Scorsese’s fondness for his own ethnic background meshed neatly with the post-Godfather romance of the cinema for goombahs and wiseguys. But Marty’s approach is subtly, but relentlessly opposed to The Godfather‘s epic infatuation. Coppola’s inspiration was to graft an operatic vision of Italian familial tradition and Shakespearean drama onto the seamy milieu that Scorsese analyses more honestly. Mean Streets’ tragic study of the ingrained clash between the finer and the least fine American values will eventually be recast, especially in the course of Raging Bull, The Color of Money, and reach götterdamerung in Casino.

Mean Streets is most forcibly a character study; character is fate just as relentlessly in Scorsese’s best work as in Thomas Hardy. Charlie, for his ambitions to play savior, is termite-riddled with his sycophancy to his quasi-Cosa Nostra uncle Giovanni Cappa (Cesare Danova). The Cappas play a faux-civilised version of the game that the Michaels of the realm enforce more ruggedly. Charlie is indecisive in almost every aspect of his life, perhaps most tartly signaled when he arranges a date with the dancer, and then stands her up.

Theresa, one of Scorsese’s many Mary Magdalenes endangered by her lover’s Christ fixations, is an epileptic but far from fragile; her hale, husky-voiced persona and lucid sexuality are admirable counterpoints to the sweaty, vaguely sex-panicked men who surround her. Entrapped by the subtle clash between Johnny Boy and Charlie, Theresa is first driven to a fit and then almost dies in the finale. Johnny reveals, in time, his enraged contempt for Charlie’s posturing that lacks concrete salvation. Charlie gives Johnny talkings-to, admonitions, even slaps, but no decent sums of cash, no offers of a job to help him pay his debts.

Nonetheless, Johnny, Charlie, and Theresa all love each other; before being collectively crucified for loving too much, the trio find a fraternity and catharsis for themselves.
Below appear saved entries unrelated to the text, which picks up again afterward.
PR #8439, opened 2026-05-05
Onboarding Brand Design Update: Add in-context SERP dialog

mikescamell:
Task/Issue URL: https://app.asana.com/1/137249556945/project/1207908166761516/task/1212699268790179?focus=true

### Description

Migrates the SERP contextual onboarding dialog ("DuckDuckGo Search!") to the new brand-design layout, gated behind the `onboardingBrandDesignUpdate` feature flag. Lays the foundation (base class, include layouts, dismiss button styling, banner-animation pipeline, rotation handling) that the remaining contextual CTAs will plug into in follow-up PRs.

**With the flag on:**
- SERP CTA renders in the new card chrome with title and body as distinct blocks (legacy was a single inline-bolded sentence).
- SERP background banner slides up from behind the card on appear and slides out on dismiss / content swap.
- New circular bordered dismiss button plus a two-layer drop shadow at the bottom edge so the dialog reads as a layer above the browser content.

**Out of scope** (still legacy / stub-only with the flag on): fire-button, no-trackers, main-network, trackers-blocked, site-suggestions, end. `Dax*BrandDesignUpdateContextualCta` classes exist as scaffolding for follow-ups.

#### Why all the rotation-handling code

`BrowserActivity` declares `android:configChanges="keyboardHidden|orientation|screenSize|smallestScreenSize|screenLayout|navigation|keyboard"` in `AndroidManifest.xml`, so Android does **not** recreate the activity on orientation changes — `onConfigurationChanged` fires and the existing view tree stays in place. The system never auto-swaps the `layout-land` variant in for us, so we have to do it manually. That's why this PR introduces:

- `Command.ReinflateBrandDesignContextualDialog` emitted from the VM on orientation change (only when the brand-design flag is enabled).
- `BrowserTabFragmentRenderer.reinflateContextualBrandDesignDialog()` which inflates the new orientation's layout, transplants its children into the existing root, and re-shows the CTA via a new `instantShow` snap path so it lands fully populated (no replay of the typing animation).
- A landscape variant of `include_onboarding_in_context_dax_dialog_brand_design_update.xml` plus orientation-keyed `bools.xml` for the options-content height cap.
- Coordination with the animation pipeline: running animators are cancelled before re-inflation, a visibility guard prevents resurrecting a dismissed CTA, and the `onCtaShown` pixel is gated so it doesn't double-fire on rotation re-inflate.

#### Other notes

- Dev-settings fix so the bulk "Onboarding Completed" toggle clears `DAX_DIALOG_NETWORK` / `DAX_DIALOG_OTHER` flags — without it, iterative testing of the contextual stack silently fails to re-show the in-context site-suggestions dialog after reset.
- `cancelRunningAnimations()` added to both `BrandDesignUpdateBubbleCta` (pre-existing, same gap on develop) and the new contextual base class — running fade-in/fade-out `AnimatorSet`s and the container's `ViewPropertyAnimator` now get cancelled on dismiss so their listeners can't fire on a `.gone()` view.
- Telemetry parity: pixel names, `ctaPixelParam`, and `ctaId` match the legacy `DaxSerpCta` exactly — no new pixels, no renamed params.

### Steps to test this PR

[Designs](https://www.figma.com/design/YPE94Xkcrk2uqiF2l4VmSv/Onboarding--2026-?node-id=16515-30762&m=dev)

Please run all [testing steps ](https://app.asana.com/1/137249556945/project/1207908166761516/task/1214549026899402?focus=true)for in-context dialog changes from the contextual-end branch/PR to ease the testing burden

To see these changes patch (Linear onboarding flag included just for continuity)

```
Index: app/src/main/java/com/duckduckgo/app/onboardingbranddesignupdate/OnboardingBrandDesignUpdateToggles.kt
IDEA additional info:
<+>UTF-8
--- a/app/src/main/java/com/duckduckgo/app/onboardingbranddesignupdate/OnboardingBrandDesignUpdateToggles.kt	(revision 6fd565c8894daba16281ae9bcf3452d038ae8d6d)
+++ b/app/src/main/java/com/duckduckgo/app/onboardingbranddesignupdate/OnboardingBrandDesignUpdateToggles.kt	(date 1777967047929)
@@ -34,13 +34,13 @@
      * Main toggle for the onboarding brand design update feature.
      * Default value: false (disabled).
      */
     fun self(): Toggle
 
     /**
      * Toggle for the brand design update variant.
      * Default value: false (disabled).
      */
     fun brandDesignUpdate(): Toggle
 }
Index: app/src/main/java/com/duckduckgo/app/onboarding/ui/OnboardingViewModel.kt
IDEA additional info:
<+>UTF-8
diff --git a/app/src/main/java/com/duckduckgo/app/onboarding/ui/OnboardingViewModel.kt b/app/src/main/java/com/duckduckgo/app/onboarding/ui/OnboardingViewModel.kt
--- a/app/src/main/java/com/duckduckgo/app/onboarding/ui/OnboardingViewModel.kt	(revision 6fd565c8894daba16281ae9bcf3452d038ae8d6d)
+++ b/app/src/main/java/com/duckduckgo/app/onboarding/ui/OnboardingViewModel.kt	(date 1777657893440)
@@ -45,7 +45,7 @@
     val viewState = _viewState.asStateFlow()
 
     fun initializePages() {
-        pageLayoutManager.buildPageBlueprints()
+        pageLayoutManager.buildBrandDesignUpdatePageBlueprints()
     }
 
     fun pageCount(): Int {
@@ -69,8 +69,8 @@
         }
     }
 
-    fun initializeOnboardingSkipper() {
-        if (!appBuildConfig.canSkipOnboarding) return
+    fun initializeOnboardingSkipper() { 
+        return
 
         // delay showing skip button until privacy config downloaded
         viewModelScope.launch {

```

### UI changes

See [here](https://app.asana.com/1/137249556945/project/1207908166761516/task/1214495557648329?focus=true)

---

> [!NOTE]
> **Medium Risk**
> Changes onboarding CTA rendering and lifecycle in `BrowserTabFragment`/`CtaViewModel`, including new animation/cancelation and orientation-handling paths that could cause regressions in CTA visibility, pixel firing, or stuck animations.
> 
> **Overview**
> Adds a new *brand-design* in-context onboarding dialog system (`BrandDesignContextualDaxDialogCta`) with a dedicated layout (portrait + `layout-land`), banner/shadow/dismiss-button styling, and a full animation pipeline (fade/typing/slide banner) with explicit animation cancellation and tap-to-skip snapping.
> 
> Migrates the SERP contextual CTA to this new UI when the `onboardingBrandDesignUpdate` toggle is enabled (`DaxSerpBrandDesignUpdateContextualCta`), adds brand-design title/body strings across locales, and wires the fragment/viewmodel to render/hide brand-design CTAs alongside legacy ones.
> 
> Introduces orientation-change handling for the new contextual dialog: `BrowserTabViewModel` detects orientation changes and emits `Command.ReinflateBrandDesignContextualDialog`, and `BrowserTabFragmentRenderer.reinflateContextualBrandDesignDialog()` reinflates/transplants the updated layout and re-shows the CTA via an `instantShow` path to avoid replaying animations/pixels.
> 
> <sup>Reviewed by [Cursor Bugbot](https://cursor.com/bugbot) for commit ad9f7767ab23858cf72ccb5c0df4ea7dcc738721. Bugbot is set up for automated code reviews on this repo. Configure [here](https://www.cursor.com/dashboard/bugbot).</sup>


mikescamell:
* **#8482** <a href="https://app.graphite.com/github/pr/duckduckgo/Android/8482?utm_source=stack-comment-icon" target="_blank">Graphite</a>
* **#8481** <a href="https://app.graphite.com/github/pr/duckduckgo/Android/8481?utm_source=stack-comment-icon" target="_blank">Graphite</a>
* **#8480** <a href="https://app.graphite.com/github/pr/duckduckgo/Android/8480?utm_source=stack-comment-icon" target="_blank">Graphite</a>
* **#8479** <a href="https://app.graphite.com/github/pr/duckduckgo/Android/8479?utm_source=stack-comment-icon" target="_blank">Graphite</a>
* **#8483** <a href="https://app.graphite.com/github/pr/duckduckgo/Android/8483?utm_source=stack-comment-icon" target="_blank">Graphite</a>
* **#8439** <a href="https://app.graphite.com/github/pr/duckduckgo/Android/8439?utm_source=stack-comment-icon" target="_blank">Graphite</a> 👈 <a href="https://app.graphite.com/github/pr/duckduckgo/Android/8439?utm_source=stack-comment-view-in-graphite" target="_blank">(View in Graphite)</a>
* `develop`


<h2></h2>

app/src/main/java/com/duckduckgo/app/browser/BrowserTabViewModel.kt
```diff
@@ -4821,7 +4874,8 @@ class BrowserTabViewModel @Inject constructor(
             pixel.fire(DuckChatPixelName.DUCK_CHAT_FIRE_BUTTON_TAPPED)
         }
         val cta = currentCtaViewState().cta
-        if (cta is OnboardingDaxDialogCta.DaxFireButtonCta) {
+        if (cta is OnboardingDaxDialogCta.DaxFireButtonCta || cta is DaxFireButtonBrandDesignUpdateContextualCta) {
+            // TODO: replace in stage 2 (DaxFireButtonCta brand-design migration).
```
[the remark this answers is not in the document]
mikescamell: This is safe today — both arms of the `||` extend `OnboardingDaxDialogCta`, and `CtaViewModel.getFireDialogCta()` still returns the legacy `DaxFireButtonCta` even with the brand-design flag on (see the `// TODO: replace in stage 2` markers in `CtaViewModel.kt`), so the brand-design arm is unreachable in this PR.

app/src/main/java/com/duckduckgo/app/cta/ui/DaxFireButtonBrandDesignUpdateContextualCta.kt
```diff
@@ -0,0 +1,54 @@
...
+    shownPixel = AppPixelName.ONBOARDING_DAX_CTA_SHOWN,
+    okPixel = AppPixelName.ONBOARDING_DAX_CTA_OK_BUTTON,
+    cancelPixel = null,
+    closePixel = AppPixelName.ONBOARDING_DAX_CTA_DISMISS_BUTTON,
+    ctaPixelParam = Pixel.PixelValues.DAX_FIRE_DIALOG_CTA,
+    onboardingStore = onboardingStore,
+    appInstallStore = appInstallStore,
+    isLightTheme = isLightTheme,
+) {
+    override val activeIncludeId: Int = 0 // TODO: replace in stage 2.
```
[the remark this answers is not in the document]
mikescamell: These are scaffolding-only. `CtaViewModel` returns the legacy `Dax{Fire,NoTrackers,TrackersBlocked,MainNetwork,SiteSuggestions,End}Cta` classes for all non-SERP paths even with the brand-design flag on (see the `// TODO: replace in stage 2` markers), so none of these stubs are instantiated in this PR.

app/src/main/java/com/duckduckgo/app/browser/BrowserTabFragment.kt
```diff
@@ -5836,30 +5887,62 @@ class BrowserTabFragment :
...
-                onSuggestedOptionsSelected,
-                {
-                    viewModel.onUserClickCtaDismissButton(configuration)
-                },
-            )
+            if (configuration is OnboardingDaxDialogCta.BrandDesignContextualDaxDialogCta) {
+                binding.daxDialogOnboardingCtaContent.layoutTransition.apply {
+                    disableTransitionType(LayoutTransition.APPEARING)
+                    disableTransitionType(LayoutTransition.DISAPPEARING)
+                }
```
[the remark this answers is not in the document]
mikescamell: `layoutTransition` is non-null at both call sites. `configureWebView()` (called from `onViewCreated` at L1137, before any CTA can be observed) initializes it at L3858: `binding.daxDialogOnboardingCtaContent.layoutTransition = LayoutTransition()`. So even though the FrameLayout doesn't set `android:animateLayoutChanges="true"` in XML, `getLayoutTransition()` is non-null by the time `showOnboardingDialogCta` runs. No NPE in either branch.

app/src/main/java/com/duckduckgo/app/browser/BrowserTabViewModel.kt
```diff
@@ -4818,9 +4842,43 @@ class BrowserTabViewModel @Inject constructor(
...
+                        command.value = HideOnboardingDaxDialog(onboardingCta)
+                    }
+                }
+                null
+            }
+
             is OnboardingDaxDialogCta.DaxMainNetworkCta,
+            is DaxMainNetworkBrandDesignUpdateContextualCta,
             -> {
+                // TODO: replace in stage 2 (DaxMainNetworkCta brand-design migration).
```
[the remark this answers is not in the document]
mikescamell: Intentional, stubs for the next dialogs

app/src/main/java/com/duckduckgo/app/browser/BrowserTabFragment.kt
```diff
@@ -5754,19 +5769,58 @@ class BrowserTabFragment :
...
+            existingRoot.setOnClickListener(null)
+            existingRoot.removeAllViews()
+            while (fresh.childCount > 0) {
+                val child = fresh.getChildAt(0)
+                fresh.removeViewAt(0)
+                existingRoot.addView(child)
+            }
+
+            applyContextualOptionsHeight(cta)
+            showCta(cta, instantShow = true)
```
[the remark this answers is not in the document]
mikescamell: The `if (!instantShow)` guard at the end of `showOnboardingDialogCta` already covers this — `reinflateContextualBrandDesignDialog` calls `showCta(cta, instantShow = true)`, so `viewModel.onCtaShown()` is not invoked on the rotation path. The guard was introduced in the same commit that added the reinflate code (commit `55f90eb26a`), which predates the SHA this review ran on.

app/src/main/java/com/duckduckgo/app/cta/ui/Cta.kt
```diff
@@ -539,6 +550,493 @@ sealed class OnboardingDaxDialogCta(
...
+                    onDismissCtaClicked = onDismissCtaClicked,
+                    onTypingAnimationFinished = onTypingAnimationFinished,
+                )
+                return
+            }
+
+            animationsSettled = false
+
+            val titleView = container.findViewById<DaxTypeAnimationTextView>(R.id.contextualBrandDesignTitle)
+            val hiddenTitle = container.findViewById<DaxTextView>(R.id.contextualBrandDesignHiddenTitle)
```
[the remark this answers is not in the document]
mikescamell: Good catch — folded into the scaffolding commit.

app/src/main/java/com/duckduckgo/app/browser/BrowserTabViewModel.kt
```diff
@@ -4914,7 +4977,8 @@ class BrowserTabViewModel @Inject constructor(
             pixel.fire(DuckChatPixelName.DUCK_CHAT_FIRE_BUTTON_TAPPED)
         }
         val cta = currentCtaViewState().cta
-        if (cta is OnboardingDaxDialogCta.DaxFireButtonCta) {
+        if (cta is OnboardingDaxDialogCta.DaxFireButtonCta || cta is DaxFireButtonBrandDesignUpdateContextualCta) {
+            // TODO: replace in stage 2 (DaxFireButtonCta brand-design migration).
```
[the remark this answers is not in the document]
mikescamell: The cast is safe — `DaxFireButtonBrandDesignUpdateContextualCta` extends `BrandDesignContextualDaxDialogCta` which extends `OnboardingDaxDialogCta`, so this is a type-system formality, not a runtime risk.

On the race comparison: `onUserDismissedCta(cta)` already wraps the persistence call in `viewModelScope.launch { ctaViewModel.onUserDismissedCta(it) }` (see `BrowserTabViewModel.kt:3477`), so emitting `HideOnboardingDaxDialog` right after it is exactly how the legacy `DaxFireButtonCta` arm has worked for years. The brand-design check just joins the existing `||` — no new ordering behaviour.

On reachability: agreed, this is scaffolding. `CtaViewModel.getFireDialogCta()` still returns the legacy class with the brand-design flag on, and the `// TODO: replace in stage 2` one line up flags exactly this. Stage 2 will be the first commit where this arm is reachable.

app/src/main/java/com/duckduckgo/app/browser/BrowserTabFragment.kt
```diff
@@ -5795,19 +5811,58 @@ class BrowserTabFragment :
...
+        }
+
+        private fun applyContextualOptionsHeight(cta: OnboardingDaxDialogCta.BrandDesignContextualDaxDialogCta) {
```
LukasPaczos: Looks like this needs to be called for every code path that shows the CTA - why not move it directly into `BrandDesignContextualDaxDialogCta` and call somewhere from `applyContent()`? Otherwise, if the code paths in `BrowserTabFragment` change, this can be lost.

app/src/main/java/com/duckduckgo/app/browser/BrowserTabFragment.kt
```diff
@@ -5892,32 +5947,66 @@ class BrowserTabFragment :
...
+                binding.daxDialogOnboardingCtaContent.layoutTransition.apply {
+                    disableTransitionType(LayoutTransition.APPEARING)
+                    disableTransitionType(LayoutTransition.DISAPPEARING)
+                }
+                // Both layouts live in the tree; only one should be visible at a time.
+                daxDialogInContext.root.gone()
+                applyContextualOptionsHeight(configuration)
+                configuration.showOnboardingCta(
+                    binding,
+                    { viewModel.onUserClickCtaOkButton(configuration) },
```
LukasPaczos: nit: add names params

app/src/main/java/com/duckduckgo/app/browser/BrowserTabFragment.kt
```diff
@@ -5892,32 +5947,66 @@ class BrowserTabFragment :
         }
 
         @SuppressLint("ClickableViewAccessibility")
-        private fun showOnboardingDialogCta(configuration: OnboardingDaxDialogCta) {
+        private fun showOnboardingDialogCta(configuration: OnboardingDaxDialogCta, instantShow: Boolean = false) {
```
LukasPaczos: nit: Instead of adding an if-check here, maybe split the function to:
- `private fun showOnboardingDialogCta(configuration: OnboardingDaxDialogCta)` - left as-is, no diff
- `private fun showOnboardingDialogCta(configuration: BrandDesignContextualDaxDialogCta, instantShow: Boolean = false)`

Less diff and potentially easier to clean up later.

app/src/main/java/com/duckduckgo/app/browser/BrowserTabFragment.kt
```diff
@@ -6058,6 +6147,12 @@ class BrowserTabFragment :
         private fun hideDaxCta() {
             daxDialogInContext.dialogTextCta.cancelAnimation()
             daxDialogInContext.daxCtaContainer.gone()
+            (lastSeenCtaViewState?.cta as? OnboardingDaxDialogCta.BrandDesignContextualDaxDialogCta)
+                ?.hideOnboardingCta(binding)
+            daxDialogInContextBrandDesign.root
+                .findViewById<DaxTypeAnimationTextView>(R.id.contextualBrandDesignTitle)
+                ?.cancelAnimation()
+            daxDialogInContextBrandDesign.root.gone()
```
LukasPaczos: If we ever add another animation, we'd need to remember to cancel it here and in `BrandDesignContextualDaxDialogCta.hideOnboardingCta` above, which is already doing the same `cancelAnimation()` + `gone()` on the brand design view. Can we make sure there's only one and shared place where cancellation happens?

app/src/main/java/com/duckduckgo/app/cta/ui/Cta.kt
```diff
@@ -539,6 +550,492 @@ sealed class OnboardingDaxDialogCta(
...
+        ctaPixelParam = ctaPixelParam,
+        onboardingStore = onboardingStore,
+        appInstallStore = appInstallStore,
+    ) {
+
+        protected var ctaView: View? = null
+
+        private var runningFadeIn: AnimatorSet? = null
+        private var runningFadeOut: AnimatorSet? = null
+        private var animationsSettled: Boolean = false
```
LukasPaczos: Why not use the same pattern we used in all the other bubbles?

```suggestion
        private var cardContainer: TouchInterceptingLinearLayout? = null

        private var isAnimating: Boolean = false
            set(value) {
                field = value
                cardContainer?.interceptChildTouches = value
            }
```

app/src/main/java/com/duckduckgo/app/cta/ui/Cta.kt
```diff
@@ -539,6 +550,492 @@ sealed class OnboardingDaxDialogCta(
...
+         */
+        protected open fun onTypingAnimationSettled(onTypingAnimationFinished: () -> Unit) {
+            // No-op by default — see kdoc for the override contract.
+        }
+
+        override fun hideOnboardingCta(binding: FragmentBrowserTabBinding) {
+            cancelRunningAnimations()
+            binding.includeOnboardingInContextDaxDialogBrandDesign.root
+                .findViewById<DaxTypeAnimationTextView>(R.id.contextualBrandDesignTitle)
+                ?.cancelAnimation()
```
LukasPaczos: Why is this not in `cancelRunningAnimations`?

app/src/main/java/com/duckduckgo/app/cta/ui/Cta.kt
```diff
@@ -539,6 +550,492 @@ sealed class OnboardingDaxDialogCta(
...
+                            .setDuration(DIALOG_CONTENT_FADE_IN_DURATION),
+                        ObjectAnimator.ofFloat(activeInclude, View.ALPHA, 1f)
+                            .setDuration(DIALOG_CONTENT_FADE_IN_DURATION),
+                    )
+                    // Dismiss button is persistent; on content transition it already sits at alpha=1
+                    // so we omit the fade-in animator (otherwise it would briefly snap then re-show).
+                    if (!isContentTransition) {
+                        animators += ObjectAnimator.ofFloat(dismissButton, View.ALPHA, 1f)
+                            .setDuration(DIALOG_CONTENT_FADE_IN_DURATION)
+                    }
```
LukasPaczos: This assumes the dismissButton was fully shown by the previous CTA but in case of cancellations or CTA change mid-flight, this can be brittle. Wouldn't it be more robust to check the button's alpha here and decide whether to animate based on that?

I think this comment applies to other places in here as well that assume the previous state instead of verifying it - so if we ever needed to skip or re-order steps, they might break. Since we're rewriting the steps from scratch, could you take a look at what it would take to make them more self-reliant?

app/src/main/java/com/duckduckgo/app/cta/ui/Cta.kt
```diff
@@ -539,6 +550,492 @@ sealed class OnboardingDaxDialogCta(
...
+                onSettled()
+            }
+        }
+
+        /**
+         * Collapse the title slot when the CTA has no title so the FrameLayout (and its
+         * marginBottom) is excluded from the LinearLayout flow, leaving the description sitting
+         * at the card's top padding. Runs synchronously right after [configureContentViews] so
+         * the layout is correct from the first frame.
+         */
```
LukasPaczos: This comment is misplaced.

app/src/main/java/com/duckduckgo/app/cta/ui/Cta.kt
```diff
@@ -539,6 +550,492 @@ sealed class OnboardingDaxDialogCta(
...
+                .setDuration(BACKGROUND_SLIDE_DURATION)
+                .setInterpolator(AccelerateDecelerateInterpolator())
+                .start()
+        }
+
+        /** Y translation that takes [view] just below its parent's bottom edge. */
+        private fun offScreenY(view: View): Float {
+            val parent = view.parent as? View
+            return if (parent != null) (parent.height - view.top).toFloat() else view.height.toFloat()
+        }
```
LukasPaczos: This could be extracted out to. For example:
```kotlin
  private class BackgroundBanner(private val view: ImageView, @DrawableRes private val res: Int) {
      fun show() { ... }                     // setImageResource + visible + offscreen
      fun slideIn(): Animator { ... }
      fun slideOut(): Animator? { ... }      // null if not currently showing a banner
      val isShowing: Boolean get() = view.visibility == View.VISIBLE
  }
```

  Wins:
  - Base class shrinks meaningfully.
  - The banner is testable in isolation (it doesn't need a full CTA scaffold to exercise slide-in/out).
  - Subclasses without a banner (end-of-journey, fire-button) just construct BackgroundBanner(view, res = 0) once or skip the construction
  entirely.

app/src/main/java/com/duckduckgo/app/cta/ui/Cta.kt
mikescamell: I've switched the dismiss button fade-in based on`dismissButton.alpha < 1f` which will cover first-show and the mid-flight cancel case.

I'm going to leave the rest as it's working as expected, I don't want to delay these changes any longer with the impending deadline 👍 When we get to use Compose this would be a good time to reconsider.

app/src/main/res/layout/include_onboarding_in_context_dax_dialog_brand_design_update.xml
```diff
@@ -0,0 +1,156 @@
...
+        app:layout_constraintWidth_max="@dimen/getDesktopBrowserMaxItemWidth"
+        app:showArrow="false">
+
+        <com.duckduckgo.app.onboarding.ui.view.TouchInterceptingLinearLayout
+            android:id="@+id/contextualBrandDesignCardContainer"
+            android:layout_width="match_parent"
+            android:layout_height="wrap_content"
+            android:orientation="vertical"
+            android:paddingTop="@dimen/keyline_6"
+            android:paddingBottom="20dp">
```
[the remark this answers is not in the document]
mikescamell: Keyline scale jumps `keyline_4=16dp` → `keyline_5=24dp` with no 20dp option. Keeping the value as the design-intentional spacing rather than rounding to a different visual gap.

app/src/main/java/com/duckduckgo/app/browser/BrowserTabViewModel.kt
```diff
@@ -4992,7 +5055,8 @@ class BrowserTabViewModel @Inject constructor(
             return
         }
 
-        if (cta is OnboardingDaxDialogCta.DaxFireButtonCta) {
+        if (cta is OnboardingDaxDialogCta.DaxFireButtonCta || cta is DaxFireButtonBrandDesignUpdateContextualCta) {
+            // TODO: replace in stage 2 (DaxFireButtonCta brand-design migration).
```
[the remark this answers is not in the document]
mikescamell: Same as the previously-resolved threads on this line — the stage-2 stub classes are unreachable today because `CtaViewModel.getFireDialogCta()` still returns the legacy `DaxFireButtonCta` (the `// TODO: replace in stage 2` is still there). Stage 2 will be the first commit where the brand-design fire CTA arm is exercised.

app/src/main/java/com/duckduckgo/app/cta/ui/Cta.kt
LukasPaczos: Makes sense, thanks for looking into it.

LukasPaczos (approved):
🚢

Mean Streets is a film about love, and Marty will never, after virtually eviscerating the emotion at the end of the film, be so loving again. Michael, defending his tinny authority, casually unleashes a mini-apocalypse when his hired gun shoots at Johnny behind the wheel while Charlie and Theresa are riding with him. Shot in the neck, Johnny crashes the car, sending Theresa through the windscreen, screaming for Charlie, who lurching around in a bloody daze; we last see Johnny stumbling away, probably dying.

A breathtakingly cruel and dynamic climax that is both chaotically real and tragically perfect, and it’s also the strongest of the three fractured finales Scorsese has essayed to this point; Who’s That Knocking at My Door, Boxcar Bertha, and Mean Streets all conclude with their crises unresolved and their characters dangling over the void. Later Scorsese heroes will pass through such orgies of riot and violence and emerge cleansed, purified.

Beyond the central story, Mean Streets is a landscape of vignettes and character haikus dotted with such lovingly weird moments as Tony hugging a lion cub; Michael putting on a pair of Joisey longhairs trying to buy fireworks; the assassin casually walking up behind a drunk in Tony’s joint’s toilet and shooting him the back to avenge a petty insult (the two played by Keith and David Carradine); returning veteran Jerry the Soldier (Harry Northup) cracking up at his homecoming party. A little too long, and populated by less than inspiring men, Mean Streets still stands as one of the great American films. It’s the last time Harvey Keitel plays centerstage with Scorsese, as De Niro established his capacity to shift with protean skill from role to role. Keitel had proven perfect for playing Scorsese’s alter ego. De Niro would prove the necessary catalyst for moving into a bigger world.